On the Table

Should you try the coconut milk in the dairy case?

CORRESPONDENTAugust 3, 2011 

You may have noticed a newcomer in the supermarket milk department.

Coconut milk has staked a claim in the dairy case, where cow's milk is being crowded out by the nondairy alternatives - soymilk, almond milk and rice milk.

How does coconut milk compare to the competition?

It depends on your criteria.

If you like the flavor of coconut, you'll like coconut milk. It's made from grated, pressed coconut meat thinned with water to make a creamy, white beverage.

Coconut milk is versatile. You can use it in most of the ways cow's milk is used - on cereal, in baked goods and other cooking, and to dunk a cookie.
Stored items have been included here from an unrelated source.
PR #1104, opened 2024-11-12
docs: document late binding tstops

AayushSabharwal:
## Checklist

### DIFF
--- a/src/solve.jl
+++ b/src/solve.jl
@@ -800,7 +800,8 @@ section at the end of this page for some example usage.
   multistep methods), then `tstops` will use an interpolation,
   matching the behavior of `saveat`. If a method cannot change timesteps and
   also cannot interpolate, then `tstops` must be a multiple of `dt` or else an
-  error will be thrown. Default is `[]`.
+  error will be thrown. `tstops` may also be a function accepting the parameter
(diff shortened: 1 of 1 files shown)


src/solve.jl
```diff
@@ -800,7 +800,8 @@ section at the end of this page for some example usage.
   multistep methods), then `tstops` will use an interpolation,
   matching the behavior of `saveat`. If a method cannot change timesteps and
   also cannot interpolate, then `tstops` must be a multiple of `dt` or else an
-  error will be thrown. Default is `[]`.
+  error will be thrown. `tstops` may also be a function accepting the parameter
```
ChrisRackauckas, line 803:
```suggestion
  error will be thrown. `tstops` may also be a function `tstops(p, tspan)`, accepting the parameter
```

ChrisRackauckas:
If this is not implemented in DiffEqBase, then we need to make a trait for it, and trait check its usage in DiffEqBase so it's only given to appropriate solvers.

AayushSabharwal:
I guess it doesn't matter, since we can't implement the late binding tstops here if we can't guarantee/check if `add_tstop!` is valid.

AayushSabharwal:
Trait defined in https://github.com/SciML/SciMLBase.jl/pull/858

In fact, coconut milk is a traditional ingredient throughout much of the world, including Asia, the Caribbean and parts of South America. It's used in desserts, curries, soups, sauces, baked goods and other foods.

It's high in fat

To clarify a potential source of confusion: Coconut milk is different from coconut water, which some people also refer to as "milk." Coconut water is the watery, translucent fluid that you'll find in the center of a coconut if you crack one open.

Coconut milk stands out nutritionally because it's high in saturated fat. It's lower in sodium and protein, and it's higher in calcium than cow's milk when you buy a fortified brand such as Silk Pure Coconut.

Coconut milk is oily, so it doesn't work as well as soymilk and almond milk do as a coffee creamer. It whitens, but with an oil slick on the surface.

Of course, coconut milk is lactose-free, so it's suitable for anyone with lactose intolerance.

The alternatives

How does coconut milk compare to other milk alternatives?

Here's my assessment:

Soymilk tops the list. It's highly nutritious and tastes good, and it works well in most recipes in place of cow's milk. Soymilk is high in protein, and fortified varieties contain as much calcium as cow's milk.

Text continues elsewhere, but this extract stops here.